Heterogeneity is one of the key features of genomic data. Specifically, there is evidence of the heterogeneity of DMG effects on the survival of CRC patients in the literature and in our dataset. The finite mixture of the AFT regression model is a plausible method to uncover such intangible heterogeneity. Our analysis suggested a mixture of two-component mixture of the AFT regression model in which patients were separated into two subgroups based on their vital status. In this model, almost all of the deceased patients were classified into the most aggressive form of the disease (Component 1). In Component 1, 83 DMGs including NMNAT2, ZFP42, NPAS2, MYLK3, NUDT13, KIRREL3, and FKBP6 had an effect on the survival time of the patients. The relation between some of these DMGs and survival time has been previously reported100. On the other hand, there are a few discoveries regarding other genes. For instance, significantly higher expression of NMNAT2 in CRC tissues compared to normal ones have been found, yet this gene was not a prognostic factor for overall survival101. Note that, while the hub genes SOST, NFATC1, and TLE4 were associated with survival in the univariate Cox model, they were only associated with survival time in the most aggressive form of the disease in our study.

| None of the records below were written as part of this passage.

PR #26790, opened 2026-03-30
db.sqlite: add cols field to Row for column name access

quaesitor-scientiam:
## Summary
- Adds `cols []string` to `pub struct Row` in `vlib/db/sqlite/sqlite.c.v`
- Populates `cols` via the already-bound `C.sqlite3_column_name` in `exec()` and `exec_param_many()`
- Backwards-compatible — existing code reading `.vals` is unaffected
- Enables callers to access column names alongside values without separate queries or SQL parsing

## Motivation
`Row` currently only exposes `vals []string`, so callers needing column names must parse SQL or run `PRAGMA table_info` separately. The C API already provides column names at the statement level via `sqlite3_column_name` (already declared in `sqlite.c.v` line 115 and used in `exec_map`). This change makes the same information available through the standard `exec()` path.

## Test plan
- [x] New `test_exec_returns_column_names` covers `exec`, `exec_one`, and `exec_param`
- [x] All existing `sqlite_test.v` tests pass unchanged
- [x] `./vnew -d present_sqlite3 test vlib/db/sqlite/sqlite_test.v` — 1 passed, 0 failed
- [x] `./vnew fmt -verify` clean on both touched files

### DIFF
--- a/vlib/db/sqlite/sqlite.c.v
+++ b/vlib/db/sqlite/sqlite.c.v
@@ -88,6 +88,7 @@ pub fn (db &DB) str() string {
 
 pub struct Row {
 pub mut:
+	cols []string
 	vals []string
 }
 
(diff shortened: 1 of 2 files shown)


quaesitor-scientiam:
Closing — column names are already available via exec_map(). Not needed.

Our study does not exclusively depend on bioinformatics analysis, as we have employed several statistical and machine learning analyses. These include modeling methylation profiles, identifying DMCs via DMCHMM, conducting statistical tests, performing multiple validation analyses, and applying statistical learning algorithms to survival times via fmrs. One of the advantages of the DMCHMM method is that it does not require a large number of samples or matched samples, as it is highly flexible and can accommodate various experimental designs. It demonstrates significant power, particularly when dealing with moderate to low sample sizes.